Ikanogavialis Temporal range: Late Miocene 11.6–6.8 Ma PreꞒ Ꞓ O S D C P T J K Pg N Possible Quaternary records

Scientific classification
- Kingdom: Animalia
- Phylum: Chordata
- Class: Reptilia
- Order: Crocodylia
- Family: Gavialidae
- Subfamily: †Gryposuchinae
- Genus: †Ikanogavialis Sill 1970
- Species: †I. gameroi Sill 1970 (type); †?I. papuensis (De Vis 1905 [originally Gavialis papuensis]);

= Ikanogavialis =

Extinct genus of reptiles

Ikanogavialis is an extinct genus of gavialid crocodilian. Fossils have been found in the Urumaco Formation in Urumaco, Venezuela and the Solimões Formation of Brazil. The strata from which remains are found are late Miocene in age, rather than Pliocene as was once thought. A possible member of this genus survived into the Quaternary on Muyua/Woodlark Island in Papua New Guinea.

== Description ==
Ikanogavialis had a dorsoventrally deep snout and a distinctive notch between the dentary and maxillary alveoli. The external nares projected anterodorsally from the rostrum.

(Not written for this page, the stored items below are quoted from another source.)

PR #461, opened 2024-04-04
GPU Support for PPCA

austinTalbot7241993:
This modifies the PPCA module to allow for GPU support for the models.


akotlar (approved):
LGTM; prefer to have docstrings updated, but otherwise non-blocking.

Squash and merge when ready

PR #462, opened 2024-04-05
Fast dosage matrix filtering

akotlar:
* Halves the time on our 4 vCPU systems over EFS
* 2 minutes to filter big_daly genotype matrix on 32 threads + SSD
* Had to get rid of a checked in .feather file because CLRF to LF conversion forced every branch into a bad state, preventing commits. Lets discuss Monday on how to get that file back in.
* Refactors save handler to be more testable
* Fixes statistical filter pipeline not running even when defined
* Dosage matrix filtering now runs after annotation filtering and uses the loci that survive the filtering pipeline
* Improve message reporting, so that we do not set progress to 100% (or rather `progress: N variants`, when N variants are found in the query), until we actually finish dosage matrix filtering. Until then we print log messages that specify the progress of each stage (querying, annotation filtering, dosage matrix filtering) 

This requires https://github.com/bystrogenomics/bystro-vcf/pull/20 to be merged in order for tests to pass

Live on bystro-dev


Makefile
```diff
@@ -15,6 +15,7 @@ install-python: build-python
 
 install-go:
 	(cd ./go && go install bystro/cmd/dosage)
```
akotlar, line 17: Because we install here, we need to further down call the binary in the user's path, and not something in the go/cmd/** directories. This also requires us to use shell=True in subprocess.Popen; without that the environment isn't loaded and the binaries are inaccessible

python/python/bystro/search/index/listener.py
```diff
@@ -14,33 +14,12 @@
 from bystro.beanstalkd.worker import ProgressPublisher, QueueConf, listen
 from bystro.search.utils.annotation import get_config_file_path
 from bystro.search.utils.messages import IndexJobCompleteMessage, IndexJobData, IndexJobResults
-from bystro.utils.config import _get_bystro_project_root
 
 from msgspec import json
 
 TUBE = "index"
 
-_GO_HANDLER_BINARY_PATH: str | None = None
```
akotlar, line 23: Relying on a binary path to go/cmd/opensearch was incompatible with installing the tool into the user's path. This bug bit me when deploying to IBDGC.

python/python/bystro/prs/gwas_summary_stats/AD_sumstats_hg19_PMID35379992.feather
cristinaetrv, line 1: Is this just an artifact of squashing?

cristinaetrv: Ah I reread the description and imagine this is the CLRF file that needs to be converted. Do we need to delete it or can't it be converted simply?

python/python/bystro/search/save/handler.py
```diff
@@ -285,80 +327,14 @@ async def go(  # pylint:disable=invalid-name
...
-            pool = pa.default_memory_pool()
-            with Timer() as timer:
-                dataset = ds.dataset(parent_dosage_matrix_path, format="arrow")
-                mask = pc.field("locus").isin(loci)
-
-                # Use the dataset's scanner to stream batches through a filter
-                scanner = dataset.scanner(
-                    filter=mask,
-                    use_threads=True,
-                    batch_size=SAVE_FILTER_BATCH_READ_SIZE,
```
cristinaetrv, line 297: Just to confirm I'm understanding correctly, this section isn't necessary because all of this is handled in the dosage-filter go code now?

python/python/bystro/prs/gwas_summary_stats/AD_sumstats_hg19_PMID35379992.feather
cristinaetrv: [AD_sumstats_PMID35379992.feather](https://github.com/bystrogenomics/bystro/blob/master/python/python/bystro/prs/gwas_summary_stats/AD_sumstats_PMID35379992.feather) isn't producing any errors though, is that correct? They were generated with the same workflow but it's the hg38 version.

akotlar: yeah I'm not sure what's going on with these; another issue is that every change to a binary file copies the binary file in the repo, so repo size grows rapidly. I think we either want to use git-lfs for these, or, since there will be so many of these, just host them ourselves in a public bucket

python/python/bystro/search/save/handler.py
akotlar: correct!

config/hg19.yml
```diff
@@ -47,7 +47,7 @@ statistics:
   programPath: bystro-stats
   refTrackField: ref
   siteTypeField: refSeq.siteType
-temp_dir: null
+temp_dir: /mnt/annotator/tmp
```
akotlar, line 50: It turns out that for big_daly, and presumably similarly sized datasets, writing to local ssd tmp is faster, and because bystro writes data so efficiently, even for big_daly, which is 2.7TB compressed, we write only ~ 120GB compressed, so tmp storage can be fairly modest.

go/beanstalkd/beanstalkd.go
```diff
@@ -23,9 +23,16 @@ type ProgressMessage struct {
 	Event        string       `json:"event"`
 }
 
+type StringMessage struct {
```
akotlar, line 26: We report progress about filtering back to the frontend through string messages because "progress" is expected to be monotonically increasing, and not well suited for jobs that are really composed of multiple stages. So our current solution is to send log messages that are stored in the db and shown in the browser.

go/cmd/dosage-filter/main.go
```diff
@@ -0,0 +1,316 @@
...
+
+	rowsAccumulated := 0
+
+	for index := range queue {
+		record, err := fr.RecordAt(index)
+		if err != nil {
+			log.Fatalf("Failed to read record at %d: %v", index, err)
+		}
+
+		locusCol := record.Column(0).(*array.String)
```
akotlar, line 129: the locus column is always the first column, see bystro-vcf; in future iterations we could generalize this, but I don't see the need since we control the format.

go/cmd/dosage-filter/main.go
```diff
@@ -0,0 +1,316 @@
...
+			if _, exists := loci[locusValue]; exists {
+				rowsAccumulated += 1
+				rowsAccepted += 1
+				// Fill the builder with values from the original columns, filtering by selectedIndices
+				for colIdx := 0; colIdx < int(record.NumCols()); colIdx++ {
+					column := record.Column(colIdx)
+					switch column := column.(type) {
+					case *array.String:
+						builder.Field(colIdx).(*array.StringBuilder).Append(column.Value(j))
+					case *array.Uint8:
```
akotlar, line 143: the first 2 cases cover everything we expect; however we support other formats here  because there is no harm in doing so

dlin30 (approved):
LGTM

PR #464, opened 2024-04-14
Bugfix marginal likelihood supervision + SVAE

austinTalbot7241993:
This combines two tasks into a single PR. We fix one of the formulas in the marginal supervision model, which can be seen in lines 166-168 of gf_marginal, where the wrong loss function for the predictive likelihood is used. We also implemented a linear Supervised Variational Autoencoder, which offers no practical advantages, but is an important comparison method in our paper.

This can be seen as a plesiomorphic characteristic in crocodilians, but given that the earliest gavialoids possessed dorsally projecting external nares, this feature can be seen as having been a reversal from the gavialoid apomorphy back to the crocodilian plesiomorphy rather than having been directly obtained from an early crocodilian ancestor.

== Species ==
The type species of Ikanogavialis is I. gameroi. It was named in 1970 from material found from the Urumaco formation of Venezuela, South America.

Additionally, a Pleistocene gavialoid found on Woodlark Island of Papua New Guinea was initially named Gavialis papuensis in 1905, but has since been proposed to be a member of Ikanogavialis, although the poor quality of the preserved material makes it difficult to determine.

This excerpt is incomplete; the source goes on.